I won't change the question as there are some helpful solutions posted that may assist others, but instead I will add to it.
最终,像这样的事情将是理想的:
Ultimately, something like this would be ideal:
推荐答案
我不确定您希望输出的宽度是多少,但这是data.table melt
和dcast
I'm not sure how wide you want the output to be, but here are two options with data.table melt
and dcast
library(data.table)
setDT(df)
dcast(melt(df, c('date', 'hour')), date + variable ~ paste0('hour_', hour))
#
# date variable hour_00 hour_01 hour_02 hour_03 hour_04 hour_05 hour_06 hour_07
# 1: 2018-02-01 offered 30 28 15 21 11 14 18 35
# 2: 2018-02-01 answered 30 28 15 21 11 14 18 35
# 3: 2018-02-02 offered 25 21 18 20 7 14 14 28
# 4: 2018-02-02 answered 25 21 18 20 7 14 14 28
# 5: 2018-02-03 offered 20 31 15 26 18 12 21 42
# 6: 2018-02-03 answered 20 31 15 25 17 12 21 42
# 7: 2018-02-04 offered 28 19 23 12 16 12 18 39
# 8: 2018-02-04 answered 28 19 23 12 16 12 17 39
# hour_08 hour_09 hour_10 hour_11 hour_12 hour_13 hour_14 hour_15 hour_16 hour_17
# 1: 42 36 37 38 54 45 37 52 40 66
# 2: 42 36 37 38 54 45 37 51 40 66
# 3: 37 50 46 31 45 45 39 31 48 69
# 4: 37 49 46 31 43 45 39 31 47 65
# 5: 107 118 138 137 93 109 102 91 102 76
# 6: 106 115 134 127 93 107 97 88 94 74
# 7: 96 119 111 95 65 81 67 76 64 64
# 8: 91 115 104 95 65 79 67 73 64 64
# hour_18 hour_19 hour_20 hour_21 hour_22 hour_23
# 1: 84 69 75 51 39 38
# 2: 83 68 74 51 39 38
# 3: 91 117 74 66 60 37
# 4: 81 83 61 65 58 37
# 5: 76 70 68 74 55 54
# 6: 74 66 65 69 52 51
# 7: 68 71 54 65 51 41
# 8: 68 70 53 64 48 38
或者,如果您要在要提供的内容和回答的内容上单独列
Or if you want a separate column for offered and answered
dcast(df, date ~ hour, value.var = c('offered', 'answered'))
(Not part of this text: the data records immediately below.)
PR #118, opened 2020-05-14
LFA-1377 Clear PTF session when error screen is triggered

mwestacott:


src/app.ts
```diff
@@ -72,6 +73,10 @@ app.use((err, req, res, next) => {
   res.locals.message = err.message;
   res.locals.error = req.app.get("env") === "development" ? err : { };
 
+  // Any old PTF session data will be discarded as a result of this call to create a new PTF session object. The
+  // new, empty PTF session will be utilised if the user decides to start a new PTF journey
+  createPromiseToFileSession(req.chSession);
```
markpit, line 78: i think we may need to make this error function async as the createPromiseToFIleSession returns a promise. We could end up executing past the createPromiseToFileSession call before the promise returns - try call it with await and mark function as async.

PR #124, opened 2020-05-29
LFA-1765 Ensure missing text appears when only conf statement is late

mwestacott:


views/confirmation-still-required.html
```diff
@@ -48,6 +48,15 @@ <h2 class="govuk-heading-m">What happens next</h2>
             but it must file its {{ overdueFiling }} to stay on the register.
         </p>
 
+        <!-- This block is displayed if ONLY the confirmation statement is late: -->
```
ICoxCH, line 51: Would these comments be visible on the source for the actual page? May be better to put the comments in nunjucks so they aren't sent to the user
https://mozilla.github.io/nunjucks/templating.html#comments

mwestacott: Yes, visible in the source so will do as suggested.

views/confirmation-still-required.html
```diff
@@ -48,6 +48,15 @@ <h2 class="govuk-heading-m">What happens next</h2>
             but it must file its {{ overdueFiling }} to stay on the register.
         </p>
 
+        {# This block is displayed if ONLY the confirmation statement is late: #}
+        {% if (company.isAccountsOverdue === false) and (company.isConfirmationStatementOverdue === true) %}
+            <p>
+                If {{ company.companyName }} has not filed by {{ newDeadline }}, we may prosecute the directors of the company.
```
SVarallo, line 54: Bit picky I know but why is this a "new deadline" if it's not been changed or extended?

# date offered_00 offered_01 offered_02 offered_03 offered_04 offered_05
# 1: 2018-02-01 30 28 15 21 11 14
# 2: 2018-02-02 25 21 18 20 7 14
# 3: 2018-02-03 20 31 15 26 18 12
# 4: 2018-02-04 28 19 23 12 16 12
# offered_06 offered_07 offered_08 offered_09 offered_10 offered_11 offered_12
# 1: 18 35 42 36 37 38 54
# 2: 14 28 37 50 46 31 45
# 3: 21 42 107 118 138 137 93
# 4: 18 39 96 119 111 95 65
# offered_13 offered_14 offered_15 offered_16 offered_17 offered_18 offered_19
# 1: 45 37 52 40 66 84 69
# 2: 45 39 31 48 69 91 117
# 3: 109 102 91 102 76 76 70
# 4: 81 67 76 64 64 68 71
# offered_20 offered_21 offered_22 offered_23 answered_00 answered_01 answered_02
# 1: 75 51 39 38 30 28 15
# 2: 74 66 60 37 25 21 18
# 3: 68 74 55 54 20 31 15
# 4: 54 65 51 41 28 19 23
# answered_03 answered_04 answered_05 answered_06 answered_07 answered_08 answered_09
# 1: 21 11 14 18 35 42 36
# 2: 20 7 14 14 28 37 49
# 3: 25 17 12 21 42 106 115
# 4: 12 16 12 17 39 91 115
# answered_10 answered_11 answered_12 answered_13 answered_14 answered_15 answered_16
# 1: 37 38 54 45 37 51 40
# 2: 46 31 43 45 39 31 47
# 3: 134 127 93 107 97 88 94
# 4: 104 95 65 79 67 73 64
# answered_17 answered_18 answered_19 answered_20 answered_21 answered_22 answered_23
# 1: 66 83 68 74 51 39 38
# 2: 65 81 83 61 65 58 37
# 3: 74 74 66 65 69 52 51
# 4: 64 68 70 53 64 48 38
这篇关于如何扩展数据帧(从长到宽)并保存两个字段的数据?的文章就介绍到这了,希望我们推荐的答案对大家有所帮助,也希望大家多多支持IT屋!